Dr Charles Shepherd, Hon. Medical Adviser, ME Association
Each year we fully update the ME Association information and guidance on flu vaccination in relation to ME/CFS.
We hope to publish the free 2020-2021 leaflet by early October – once flu vaccination programmes begin, and we have all the relevant information about the new vaccine.
In the meantime you might find the following information helpful should you be thinking about having the flu vaccine this year.
The current ME Association information for the 2019–2020 flu vaccine is available as a free download.
Most of the content will apply to the 2020–2021 vaccine – apart from the changes to eligibility criteria for a free NHS jab and related Covid-19 precautions:
Can someone with ME/CFS have a free flu jab if they want one?

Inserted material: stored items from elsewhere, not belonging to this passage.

PR #347, opened 2025-04-24
Minor filter fixes + clang-format rules update

saikishor:
A follow-up of https://github.com/ros-controls/control_toolbox/pull/344


.clang-format
christophfroehlich, line 1: do we have to update in all the repos?

saikishor: Not sure 😅😅

christophfroehlich (approved):
Thanks!

Issue #345, opened 2025-04-24
Improve member variables of low_pass_filter


christophfroehlich:
## Background

Currently, there are two member variables for different templated specialization (`wrench`, and all others use `T`)
https://github.com/ros-controls/control_toolbox/blob/b1f2619ef54a1ba3fdb38cb9dcce1745dd6ac31b/control_toolbox/include/control_toolbox/low_pass_filter.hpp#L126-L129

Improve that by only adding a single variant depending on the template argument.

## Instructions
Hi, this is a `good-first-issue` issue. This means we've worked to make it more legible to people who either **haven't contributed to our codebase before, or even folks who haven't contributed to open source before**.

We're interested in helping you take the first step, and can answer questions and help you out along the way. Note that we're especially interested in contributions from underrepresented groups!

We know that creating a pull request is the biggest barrier for new contributors. This issue is for you 💝

If you have contributed before, **consider leaving this PR for someone new**, and looking through our general [bug](https://github.com/ros-controls/ros2_control/labels/bug) issues. Thanks!

### 🤔 What you will need to know.

Nothing. This issue is meant to welcome you to Open Source :) We are happy to walk you through the process.

### 📋 Step by Step

- [ ] 🙋 **Claim this issue**: Comment below. If someone else has claimed it, ask if they've opened a pull request already and if they're stuck -- maybe you can help them solve a problem or move it along!

- [ ] 🗄️ **Create a local workspace** for making your changes and testing [following these instructions](https://docs.ros.org/en/rolling/Tutorials/Workspace/Creating-A-Workspace.html), for Step 3 use "Download Source Code" section with [these instructions](https://control.ros.org/master/doc/getting_started/getting_started.html#building-from-source).

- [ ] 🍴 **Fork the repository** using the handy button at the top of the repository page and **clone** it into `~/ws_ros2_control/src/ros-controls/ros2_control`, [here is a guide that you can follow](https://guides.github.com/activities/forking/) (You will have to remove or empty the existing `ros2_control` folder before cloning your own fork)

- [ ] **Checkout a new branch** using `git checkout -b <branch_name>`

- [ ] 🤖 **Apply `pre-commit`** auto formatting, by running `pip3 install pre-commit` and running `pre-commit install` in the ros2_control repo.

- [ ] 💾 **Commit and Push** your changes

- [ ] 🔀 **Start a Pull Request** to request to merge your code into `master`. There are two ways that you can start a pull request:
[...]

PR #351, opened 2025-04-27
Make member variables of LowPassFilter class generic

pedroazeredo04:
This PR aims to tackle #345.

In order to do so,  I followed the advice from @christophfroehlich, using [`type_traits`](https://en.cppreference.com/w/cpp/header/type_traits) to identify which type was passed to the template of the `LowPassFilter` and configure the `StorageType` accordingly, all of that in compile time.

Since there is now only one set of three variables instead of two sets, I also corrected all the other occurrences of the variables were removed.

Also, @christophfroehlich said

> as an alternative, a traits struct with an initialize() method and operator overloads with a specialization for every non-trivial msg type could work and make the implementation itself cleaner. (no overload of update() would be necessary)

I thought this was a very beautiful idea, but I had some difficulties making this actually happen, because the function `update()` has some particularities for each data type. At the end, I was basically re-implementing the `update()` function three times within the traits struct. So I thought it was simpler and more readable to leave the overload the way it is. However, I am open to suggestions!!

One last thing: I had to change the base branch to `jazzy`, because the `ros2-master` branch was not compiling in my machine. Would you like for me to target the branch `ros2-master` instead of `jazzy`?

Please let me know anything that would be nice to change


saikishor (changes requested):
@pedroazeredo04 can you fix the pre-commit?. Just install pre-commit and run `pre-commit run --all-files`

control_toolbox/include/control_toolbox/low_pass_filter.hpp
```diff
@@ -123,10 +124,17 @@ class LowPassFilter
...
   double a1_; /** feedbackward coefficient. */
   double b1_; /** feedforward coefficient. */
-  /** internal data storage of template type. */
-  T filtered_value, filtered_old_value, old_value;
-  /** internal data storage (wrench). */
-  Eigen::Matrix<double, 6, 1> msg_filtered, msg_filtered_old, msg_old;
+
+  // Define the storage type based on T
+  using StorageType = typename std::conditional<
+    std::is_same<T, geometry_msgs::msg::WrenchStamped>::value, Eigen::Matrix<double, 6, 1>,
```
saikishor, line 130:
```suggestion
    std::is_same<T, geometry_msgs::msg::WrenchStamped>::value, Eigen::Vector6d,
```
May be we could use this directly

control_toolbox/include/control_toolbox/low_pass_filter.hpp
```diff
@@ -143,12 +151,18 @@ LowPassFilter<T>::~LowPassFilter()
...
-  // TODO(destogl): make the size parameterizable and more intelligent is using complex types
-  for (Eigen::Index i = 0; i < 6; ++i)
+  // Initialize storage Vectors, depending on the type of T
+  if constexpr (std::is_same<T, geometry_msgs::msg::WrenchStamped>::value)
+  {
+    // TODO(destogl): make the size parameterizable and more intelligent is using complex types
+    for (Eigen::Index i = 0; i < 6; ++i)
+    {
+      filtered_value_[i] = filtered_old_value_[i] = old_value_[i] = std::numeric_limits<double>::quiet_NaN();
+    }
```
saikishor, line 161: This can be completely skipped, if we define EIGEN_INITIALIZE_MATRICES_BY_NAN before including Eigen. @christophfroehlich what do you think about it?. I don't have a strong opinion here

saikishor (changes requested):

control_toolbox/include/control_toolbox/low_pass_filter.hpp
christophfroehlich: didn't know about that, why not

control_toolbox/include/control_toolbox/low_pass_filter.hpp
christophfroehlich: This might come from 
https://github.com/ros/geometry/blob/noetic-devel/eigen_conversions/include/eigen_conversions/eigen_msg.h#L100
according to the comment
`  // TODO(destogl): use wrenchMsgToEigen`
But I don't find these conversion wrappers for ROS 2, https://docs.ros.org/en/rolling/p/tf2_eigen/generated/index.html#tf2-eigen

christophfroehlich:
Thanks a lot for your contribution.

> I thought this was a very beautiful idea, but I had some difficulties making this actually happen, because the function `update()` has some particularities for each data type. At the end, I was basically re-implementing the `update()` function three times within the traits struct. So I thought it was simpler and more readable to leave the overload the way it is. However, I am open to suggestions!!

You are right about that, I made a proposal in the issue: what do you think? I still think that the algorithms in the filters would be more clean, and we easily could apply that to all the other filters and add for example Pose messages (in a future PR).

pedroazeredo04:
@christophfroehlich I commited your suggestion of having a `FilterTrait` struct! But I still couldn't quite make the function `LowPassFilter::update()` have an unique implementation for the three distinct data types :( 

That is because the override of this function for the type `std::vector<double>` does some additional verifications that the other data types doesn't. For instance, this block

```C
if (filtered_value_.empty())
  {
    if (std::any_of(data_in.begin(), data_in.end(), [](double val) { return !std::isfinite(val); }))
    {
      return false;
    }
    filtered_value_ = data_in;
    filtered_old_value_ = data_in;
    old_value_ = data_in;
  }
  else
  {
    assert(
      data_in.size() == filtered_value_.size() &&
      "Internal data and the data_in doesn't hold the same size");
    assert(data_out.size() == data_in.size() && "data_in and data_out doesn't hold same size");
  }
```

is very distinct from the other overrides, so it is hard to generalize this for every data type. 

---

Also, about the other methods of the `TypeTraits` struct, I could add the `isnan()`, `isempty()` and `copy_metadata()` if you like, what do you think?

> Something like this, plus other necessary member functions like `isnan`, `isempty`, `copy_metadata` (for copying the header if it is a message type) or operator overloads for `+operator`, `*operator`, which can go in its own header file:

I would only have to say , in order to do an operator overload for `+operator` and `*operator` for every data type, I think we would have to create a wrapper struct for each non-primitive type, because we probably shouldn't overload the `+operator` of `std::vector<double>`, for example, as it is [undefined behavior](https://en.cppreference.com/w/cpp/language/extending_std). What I mean is that instead of 

```C
  // undefined behavior
  template<typename T>
  std::vector<T> operator+(const std::vector<T>& lhs, const std::vector<T>& rhs) {
    std::vector<T> result(lhs.size());
    for (size_t i = 0; i < lhs.size(); ++i) {
      result[i] = lhs[i] + rhs[i];
    }
    return result;
  }
```

We would probably have to do

```C
// Wrapper around std::vector<double> to enable element-wise + and * without touching std::
struct VecD {
  std::vector<double> v;
  VecD() = default;
  VecD(const std::vector<double>& data) : v(data) {}
  bool empty() const { return v.empty(); }
  void resize(size_t n) { v.resize(n); }
  double& operator[](size_t i) { return v[i]; }
  const double& operator[](size_t i) const { return v[i]; }
};

// element-wise add
inline VecD operator+(const VecD& a, const VecD& b) {
  VecD out(a.v.size());
  for (size_t i = 0; i < a.v.size(); ++i)
    out.v[i] = a.v[i] + b.v[i];
  return out;
}

```

christophfroehlich:
Thanks for your work on this. My suggestion was only a draft, I'm not really experienced in writing templated classes, so I might be running in a dead end. Please shout out if this is the case ;)

> @christophfroehlich I commited your suggestion of having a `FilterTrait` struct! But I still couldn't quite make the function `LowPassFilter::update()` have an unique implementation for the three distinct data types :(
> 
> That is because the override of this function for the type `std::vector<double>` does some additional verifications that the other data types doesn't. For instance, this block
> 
> ```c
> if (filtered_value_.empty())
>   {
>     if (std::any_of(data_in.begin(), data_in.end(), [](double val) { return !std::isfinite(val); }))
>     {
>       return false;
>     }
>     filtered_value_ = data_in;
>     filtered_old_value_ = data_in;
>     old_value_ = data_in;
>   }
>   else
>   {
>     assert(
>       data_in.size() == filtered_value_.size() &&
>       "Internal data and the data_in doesn't hold the same size");
>     assert(data_out.size() == data_in.size() && "data_in and data_out doesn't hold same size");
>   }
> ```
> 
> is very distinct from the other overrides, so it is hard to generalize this for every data type.

The if branch could be implemented with the already mentionend isempty(), isnan(), and the else branch could be solved by a `if constexpr` on std:.vector?
```c++
// helper: default false
template<typename T>
struct is_std_vector : std::false_type {};

// specialization for std::vector
template<typename U, typename Alloc>
struct is_std_vector<std::vector<U, Alloc>> : std::true_type {};
```
and use     `if constexpr (is_std_vector<T>::value) {}`

> Also, about the other methods of the `TypeTraits` struct, I could add the `isnan()`, `isempty()` and `copy_metadata()` if you like, what do you think?
> 
> > Something like this, plus other necessary member functions like `isnan`, `isempty`, `copy_metadata` (for copying the header if it is a message type) or operator overloads for `+operator`, `*operator`, which can go in its own header file:
> 
> I would only have to say , in order to do an operator overload for `+operator` and `*operator` for every data type, I think we would have to create a wrapper struct for each non-primitive type, because we probably shouldn't overload the `+operator` of `std::vector<double>`, for example, as it is [undefined behavior](https://en.cppreference.com/w/cpp/language/extending_std). What I mean is that instead of

This is a very good hint (haven't thought about that), but we aren't overloading this to `std::vector<double>`, but to struct `FilterTraits<std::vector<T>>`? Isn't this a difference w.r.t to your concern?

pedroazeredo04:
Hi @christophfroehlich ! No need to thank my work on this, I'm having fun messing around with templates :)

I pushed a whip code that tries to make the update() function trully generic.

> The if branch could be implemented with the already mentionend isempty(), isnan(), and the else branch could be solved by a `if constexpr` on std:.vector?
> 
> ```c++
> // helper: default false
> template<typename T>
> struct is_std_vector : std::false_type {};
> 
> // specialization for std::vector
> template<typename U, typename Alloc>
> struct is_std_vector<std::vector<U, Alloc>> : std::true_type {};
> ```
> 
> and use `if constexpr (is_std_vector<T>::value) {}`

That is a good idea! I did something similar, but checking for the types inside of the function itself.

 > This is a very good hint (haven't thought about that), but we aren't overloading this to std::vector<double>, but to struct FilterTraits<std::vector<T>>? Isn't this a difference w.r.t to your concern?

In my understanding, the problem is that `FilterTraits<std::vector<T>>` isn't the type of the variables `filtered_value_`, `old_value_` and `filtered_old_value_`. Those variables _are_ `std::vector<double>`. So, in order for the block

```C
  filtered_value_ = old_value_ * b1_ + filtered_old_value_ * a1_;
  filtered_old_value_ = filtered_value_;
```

work for every possible datatype, I had to add in a `FilterVector` wrapper around the `std::vector`. So, for the `std::vector<double>` overload, the `StorageType` is actually of type `FilterVector`, and not `std::vector<double>`. At the end I though it turned out not so ugly ahahaha, but I'm of course open to suggestions. If you could review it and give your feedback, I would appreciate it!

control_toolbox/include/control_toolbox/filter_traits.hpp
```diff
@@ -0,0 +1,198 @@
...
+  using StorageType = T;
+
+  static void initialize(StorageType & storage)
+  {
+    storage = T{std::numeric_limits<T>::quiet_NaN()};
+  }
+
+  static bool is_nan(const StorageType & storage) { return std::isnan(storage); }
+
+  static bool is_infinite(const StorageType & storage) { return !std::isfinite(storage); }
```
christophfroehlich, line 87: i'd prefer to use the `is_finite` instead of `is_infinite`, as we are used to this from std

control_toolbox/include/control_toolbox/filter_traits.hpp
```diff
@@ -0,0 +1,198 @@
...
+    return false;
+  }
+
+  static void assign(StorageType & storage, const StorageType & data_in) { storage = data_in; }
+};
+
+template <>
+struct FilterTraits<geometry_msgs::msg::WrenchStamped>
+{
+  using StorageType = Eigen::Matrix<double, 6, 1>;
```
christophfroehlich, line 101: should we use?
```suggestion
  using StorageType = Vector6d;
```

christophfroehlich (changes requested):
I like the direction of the simplification of the filter itself. The filter_traits look a bit verbose, but the API is clean and understandable IMHO.

Only some minor comments from my side left

control_toolbox/include/control_toolbox/low_pass_filter.hpp
```diff
@@ -143,128 +149,59 @@ LowPassFilter<T>::~LowPassFilter()
...
-    assert(data_out.size() == data_in.size() && "data_in and data_out doesn't hold same size");
-  }
-
-  // Filter each value in the vector
-  for (std::size_t i = 0; i < data_in.size(); i++)
-  {
-    data_out[i] = b1_ * old_value[i] + a1_ * filtered_old_value[i];
-    filtered_old_value[i] = data_out[i];
-    if (std::isfinite(data_in[i]))
+    if constexpr (std::is_same_v<T, std::vector<double>>)
```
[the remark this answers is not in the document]
pedroazeredo04: Do you think I should change that to generalize the type of the vector? If I understood correctly, I believe the previous code only supported `std::vector<double` also

control_toolbox/include/control_toolbox/filter_traits.hpp
pedroazeredo04: I didn't found the `Eigen::Vector6d` type, and the compiler doesn't seem to like when I change to this type. Should I include some specific file in order to use this type?

pedroazeredo04:
Thanks for the review @christophfroehlich !!

I commited some the small fixes that you suggested, and I will try to fix the failing tests later.

control_toolbox/include/control_toolbox/low_pass_filter.hpp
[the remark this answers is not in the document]
christophfroehlich: have you tried my code snippet above? I thought this could work. 
we could also make another method for "validate_input" or similar? could be useful for other message types also, like checking if the frame_id the same or whatever.

pedroazeredo04:
Hi @christophfroehlich. I had some time today and I added the generic method `Traits::validate_input` to the `FilterTraits` struct, as you suggested. I also found a bug in the `Eigen::Matrix` initialization, and fixed that too. Hopefully, with those changes, all tests will pass😄. If you could take a look at the code and give me your feedback when you have a chance, that would be nice!

control_toolbox/include/control_toolbox/filter_traits.hpp
```diff
@@ -0,0 +1,254 @@
...
+
+// helper: default false
+template <typename T>
+struct is_std_vector : std::false_type
+{
+};
+
+// specialization for std::vector
+template <typename U, typename Alloc>
+struct is_std_vector<std::vector<U, Alloc>> : std::true_type
```
christophfroehlich, line 42: is this used now?

control_toolbox/include/control_toolbox/filter_traits.hpp
```diff
@@ -0,0 +1,254 @@
...
+  }
+
+  static void add_metadata(DataType & data_out, const DataType & data_in)
+  {
+    data_out.header = data_in.header;
+  }
+};
+
+template <>
+struct FilterTraits<std::vector<double>>
```
christophfroehlich, line 190: can this be generalized for all types inside a std::vector?

christophfroehlich (approved):
LGTM, 2 minor comments

christophfroehlich (approved):

control_toolbox/include/control_toolbox/filter_traits.hpp
```diff
@@ -0,0 +1,246 @@
...
+    (void)data_in;
+    (void)filtered_value;
+    (void)data_out;  // Suppress unused warnings
+  }
+
+  static void add_metadata(StorageType & storage, const StorageType & data_in)
+  {
+    (void)storage;
+    (void)data_in;
+  }
```
saikishor, line 113: Can't we make it pure virtual?

control_toolbox/include/control_toolbox/filter_traits.hpp
```diff
@@ -0,0 +1,246 @@
...
+
+  static void add_metadata(DataType & data_out, const DataType & data_in)
+  {
+    data_out.header = data_in.header;
+  }
+};
+
+template <typename U, typename Alloc>
+struct FilterTraits<std::vector<U, Alloc>>
```
saikishor, line 183: Are we specialising with allocator here?

control_toolbox/include/control_toolbox/filter_traits.hpp
```diff
@@ -0,0 +1,246 @@
...
+    FilterVector result = *this;
+    for (size_t i = 0; i < data.size(); ++i)
+    {
+      result.data[i] += other.data[i];
+    }
+    return result;
+  }
+
+  size_t size() const { return data.size(); }
+};
```
saikishor, line 71: Are we using this somewhere?

control_toolbox/include/control_toolbox/filter_traits.hpp
pedroazeredo04: If I understand it correctly this function will only be used by "default" vectors, so I believe we could just drop the `Alloc`, what do you think?

control_toolbox/include/control_toolbox/filter_traits.hpp
pedroazeredo04: This is being used as the [`StorageType`](https://github.com/ros-controls/control_toolbox/blob/56c7edbff44b413cb449cb9ef4ded660bcf28429/control_toolbox/include/control_toolbox/filter_traits.hpp#L185) of the `std::vector` overload of the `FilterTraits`.

The reason for that is that we want to override `operator+` and `operator*` for every DataType, so that the implementation inside [`low_pass_filter.hpp`](https://github.com/ros-controls/control_toolbox/blob/56c7edbff44b413cb449cb9ef4ded660bcf28429/control_toolbox/include/control_toolbox/low_pass_filter.hpp#L184-L185) stays the same:

```C
  // Filter
  filtered_value_ = old_value_ * b1_ + filtered_old_value_ * a1_;
  filtered_old_value_ = filtered_value_;
```

However, we cannot override `operator+` and `operator*` of `std::vector`, because that leads to undefined behavior. So I wrote a wrapper around the std::vector just so that we could override these operators.

An alternative for that would be to write an `add()` and `multiply()` method for every overload of the `FilterTraits`. But I think that would be not so nice, as the above snippet for the filter would not be so legible, because we would have to do something like: 

```C
filtered_value_ = add(multiply(old_value_, b1_), multiply(filtered_old_value_, a1_));
```

So that is why that wrapper is there.

control_toolbox/include/control_toolbox/filter_traits.hpp
pedroazeredo04: I think we can't do virtual templates (I say this based on [this discussion](https://stackoverflow.com/questions/2354210/can-a-class-member-function-template-be-virtual) here). But the discussion does mention type erasure as an alternative, which might be applicable in our case. What do you think?

control_toolbox/include/control_toolbox/filter_traits.hpp
saikishor: Yes! You are right. That's why I asked about the alloc template argument

christophfroehlich:
This happens if you push a new commit after a review, no worries

control_toolbox/include/control_toolbox/filter_traits.hpp
saikishor: Got it

control_toolbox/include/control_toolbox/filter_traits.hpp
```diff
@@ -0,0 +1,246 @@
...
+
+template <typename U>
+struct FilterTraits<std::vector<U>>
+{
+  using StorageType = FilterVector<U>;
+  using DataType = std::vector<U>;
+
+  static void initialize(StorageType & storage)
+  {
+    storage.data = std::vector<U>{std::numeric_limits<U>::quiet_NaN()};
```
saikishor, line 190: I'm thinking about this one. I'm not sure if we have to initialize it or not, because in the first loop it will have to fill in the data right?. Do we want to have it pre-filled with the data?

I'm just saying because we are not sure about the size at the initialization time

saikishor (approved):
LGTM. Just a minor comment

control_toolbox/include/control_toolbox/filter_traits.hpp
pedroazeredo04: That's true, I think it would be better to leave it empty.

In the **[`low_pass_filter.hpp`](https://github.com/pedroazeredo04/control_toolbox/blob/f68ad4a3f489a71646a42fa44023347783e8e8da/control_toolbox/include/control_toolbox/low_pass_filter.hpp#L166),** we already check for emptiness to check if it is a first call. So it would make sense to leave the `std::vector` empty, because, as you said, we don't know its size at the initialization time.

But after your question I thought: does it even make sense to have a [`configure()`](https://github.com/pedroazeredo04/control_toolbox/blob/f68ad4a3f489a71646a42fa44023347783e8e8da/control_toolbox/include/control_toolbox/low_pass_filter.hpp#L147-L155) method to make the filter variables be NaN? I think it would be simpler if we removed the `configure()` method for all overloads, not only the `std::vector`.

And we could check if it is the first time that the `update()` method is being called by a member `bool first_run_` or something like that. So instead of having:

```C
bool LowPassFilter<T>::update(const T & data_in, T & data_out)
{
  if (!configured_)
  {
    throw std::runtime_error("Filter is not configured");
  }
  // If this is the first call to update initialize the filter at the current state
  // so that we dont apply an impulse to the data.
  if (Traits::is_nan(filtered_value_) || Traits::is_empty(filtered_value_))
  {
  // rest of the code
  }
}
```

We could have:

```C
bool LowPassFilter<T>::update(const T & data_in, T & data_out)
{
  if (!configured_)
  {
    throw std::runtime_error("Filter is not configured");
  }
  // If this is the first call to update initialize the filter at the current state
  // so that we dont apply an impulse to the data.
  if (first_run_)
  {
   // rest of the code
  first_run_ = false
  }
}

```

And remove the `configure()` method entirely. What do you think?

saikishor:
```suggestion
    (void)storage;
```

pedroazeredo04: It is done!

saikishor: LGTM. let me run the CI

saikishor (approved):

christophfroehlich (approved):
Thanks again, LGTM!

PR #387, opened 2025-06-06
Use RealtimeThreadSafeBox for PID class

christophfroehlich:
https://github.com/ros-controls/realtime_tools/pull/347

### DIFF
--- a/control_toolbox/include/control_toolbox/pid.hpp
+++ b/control_toolbox/include/control_toolbox/pid.hpp
@@ -788,9 +788,6 @@ public:
   }
 
 protected:
-  // Store the PID gains in a realtime box to allow dynamic reconfigure to update it without
-  // blocking the realtime update loop
-  realtime_tools::RealtimeThreadSafeBox<Gains> gains_box_;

If your GP is querying whether you are eligible to have a free flu vaccination on the NHS you need to point out that the answer is YES because:
- People with a chronic neurological disease are eligible for an NHS flu jab
(NHS Green Book – Chapter 19, page 14).
- NHS England definitely classifies M.E. as a neurological condition: Intermittent and Unpredictable conditions.
Chief Medical Officer
“As you know, the risk of serious illness from flu and consequent hospitalisation and death is higher among those with underlying health conditions such as M.E.
“We know that people with chronic neurological conditions are approximately 40 times more likely to die if they develop flu than individuals who have no other underlying health conditions.
“The best way for people at risk from flu to protect themselves and their families is to get the flu vaccine. People with clinical risk factors are eligible to receive the seasonal flu vaccine free each winter.”Dame Sally Davies, Chief Medical Officer, Department of Health, (2014)
COVID-19 and flu vaccination
A very important additional issue this year is the impact of COVID-19 and the Dept of Health’s decision to encourage far more people to have this flu vaccine protection.
A dose of flu plus COVID is going to be a very nasty combination of infections to have. People with M.E. are going to have to take this additional factor into consideration when deciding whether they are going to have a flu vaccine this year.
On a personal basis, I normally choose not to have a flu vaccine. But I may well change my mind this year in view of COVID-19 – as this infection isn’t going to go away and there won’t be a COVID-19 vaccine available for widespread public use until any 2020-2021 flu epidemic is over.